» GIVEN INFORMATION:
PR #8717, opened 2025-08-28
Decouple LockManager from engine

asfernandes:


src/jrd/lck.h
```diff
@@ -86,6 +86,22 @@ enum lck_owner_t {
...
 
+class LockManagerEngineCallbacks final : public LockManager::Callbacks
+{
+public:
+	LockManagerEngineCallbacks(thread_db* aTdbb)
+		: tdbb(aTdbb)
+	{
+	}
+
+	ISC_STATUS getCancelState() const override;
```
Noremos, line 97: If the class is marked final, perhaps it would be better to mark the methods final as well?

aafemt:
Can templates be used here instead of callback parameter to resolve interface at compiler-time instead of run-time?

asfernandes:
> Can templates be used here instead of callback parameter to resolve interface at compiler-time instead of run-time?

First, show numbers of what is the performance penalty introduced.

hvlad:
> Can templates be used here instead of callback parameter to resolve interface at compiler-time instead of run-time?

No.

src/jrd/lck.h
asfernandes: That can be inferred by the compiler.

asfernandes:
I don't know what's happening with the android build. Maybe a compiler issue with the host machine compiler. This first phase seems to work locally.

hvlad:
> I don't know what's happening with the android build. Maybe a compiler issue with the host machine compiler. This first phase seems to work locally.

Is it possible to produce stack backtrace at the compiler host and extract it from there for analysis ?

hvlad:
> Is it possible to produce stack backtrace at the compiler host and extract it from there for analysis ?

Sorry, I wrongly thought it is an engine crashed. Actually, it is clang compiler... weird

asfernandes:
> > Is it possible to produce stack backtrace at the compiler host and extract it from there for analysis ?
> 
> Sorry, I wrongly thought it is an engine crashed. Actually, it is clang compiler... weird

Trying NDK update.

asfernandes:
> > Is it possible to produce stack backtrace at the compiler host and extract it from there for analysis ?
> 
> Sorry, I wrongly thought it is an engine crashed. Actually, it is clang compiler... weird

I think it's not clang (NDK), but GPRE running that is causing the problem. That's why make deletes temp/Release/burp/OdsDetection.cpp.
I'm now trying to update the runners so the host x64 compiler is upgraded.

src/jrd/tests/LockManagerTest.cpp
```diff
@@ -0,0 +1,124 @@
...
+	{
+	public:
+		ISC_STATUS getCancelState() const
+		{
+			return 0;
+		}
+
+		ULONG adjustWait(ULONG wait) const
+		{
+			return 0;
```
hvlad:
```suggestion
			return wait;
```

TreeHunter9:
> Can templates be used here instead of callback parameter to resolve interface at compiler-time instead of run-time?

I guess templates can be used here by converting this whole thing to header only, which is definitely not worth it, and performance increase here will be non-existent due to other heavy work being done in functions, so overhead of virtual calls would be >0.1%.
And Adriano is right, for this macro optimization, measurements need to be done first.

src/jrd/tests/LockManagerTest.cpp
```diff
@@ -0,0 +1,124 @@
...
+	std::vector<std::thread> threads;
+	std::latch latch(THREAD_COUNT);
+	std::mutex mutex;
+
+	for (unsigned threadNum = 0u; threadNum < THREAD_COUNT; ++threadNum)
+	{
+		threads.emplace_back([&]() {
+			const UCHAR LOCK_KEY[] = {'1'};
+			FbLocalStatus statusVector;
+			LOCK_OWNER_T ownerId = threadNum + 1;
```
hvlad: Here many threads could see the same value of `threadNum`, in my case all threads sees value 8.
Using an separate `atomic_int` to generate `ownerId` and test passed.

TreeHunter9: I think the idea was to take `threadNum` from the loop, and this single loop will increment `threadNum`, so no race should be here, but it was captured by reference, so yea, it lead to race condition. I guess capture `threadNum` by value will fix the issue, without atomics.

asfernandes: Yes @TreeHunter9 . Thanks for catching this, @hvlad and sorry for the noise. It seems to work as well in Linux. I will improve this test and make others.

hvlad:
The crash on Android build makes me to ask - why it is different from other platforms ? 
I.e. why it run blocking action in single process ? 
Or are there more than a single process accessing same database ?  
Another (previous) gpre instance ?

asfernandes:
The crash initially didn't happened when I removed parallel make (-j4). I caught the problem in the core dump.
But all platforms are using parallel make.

» TRY IT:
Copy each line of the listing that contains "process".

» FINISHED EXERCISE:
I.e. why it run blocking action in single process ? 
Or are there more than a single process accessing same database ?  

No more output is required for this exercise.